__Prompt__:
Take each line of the records below that contains the string "PhpSpec" and copy it.

__Source data__:
PR #541, opened 2014-10-23
Allow StringPresenter::presentCallback() to work with static classes

alreece45:
When given a callable array, StringFormatter assumes that the first part of the array is an object, even though it may also be a string. 

The StringFormatter is updated to check to see if the first parameter is an object. To allow distinguishing between static and non-static callables, the presentValue() method uses the existing presentValue() method to present the object.

### DIFF
--- a/spec/PhpSpec/Formatter/Presenter/StringPresenterSpec.php
+++ b/spec/PhpSpec/Formatter/Presenter/StringPresenterSpec.php
@@ -67,6 +67,14 @@ class StringPresenterSpec extends ObjectBehavior
             ->shouldReturn('[date()]');
     }
 
+
+    function it_presents_invokable_object_as_string(WithMagicInvoke $object)
+    {
+        $className = get_class($object->getWrappedObject());
+        $this->presentValue($object)
+            ->shouldReturn(sprintf('[obj:%s]', $className));
+    }
+
     function it_presents_string_as_string()
     {
         $this->presentString('some string')->shouldReturn('some string');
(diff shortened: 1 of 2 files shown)


src/PhpSpec/Formatter/Presenter/StringPresenter.php
```diff
@@ -345,7 +345,8 @@ private function shouldSkipTracePresentation(array $call)
     private function presentCallable($value)
     {
         if (is_array($value)) {
```
stof: @ciaranmcnulty presentCallable is called only with a valid callable. Callable arrays have always a length of 2

spec/PhpSpec/Formatter/Presenter/StringPresenterSpec.php
```diff
@@ -61,6 +61,47 @@ function it_presents_exception_as_class_with_constructor()
...
+    }
+
+    function it_presents_magic_method_as_string(WithMagicCall $object)
+    {
+        $className = get_class($object->getWrappedObject());
+        $this->presentValue(array($object, 'undefinedMethod'))
+            ->shouldReturn(sprintf('[obj:%s]::undefinedMethod()', $className));
+    }
+
+    function it_presents_static_method_as_string(WithMethod $object)
```
stof: @alreece45 can you fix this ?

alreece45: @stof Its been updated to not need the collaborator

stof: you updated a different example, not this one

__Response area__:
--- a/spec/PhpSpec/Formatter/Presenter/StringPresenterSpec.php
+++ b/spec/PhpSpec/Formatter/Presenter/StringPresenterSpec.php
src/PhpSpec/Formatter/Presenter/StringPresenter.php
spec/PhpSpec/Formatter/Presenter/StringPresenterSpec.php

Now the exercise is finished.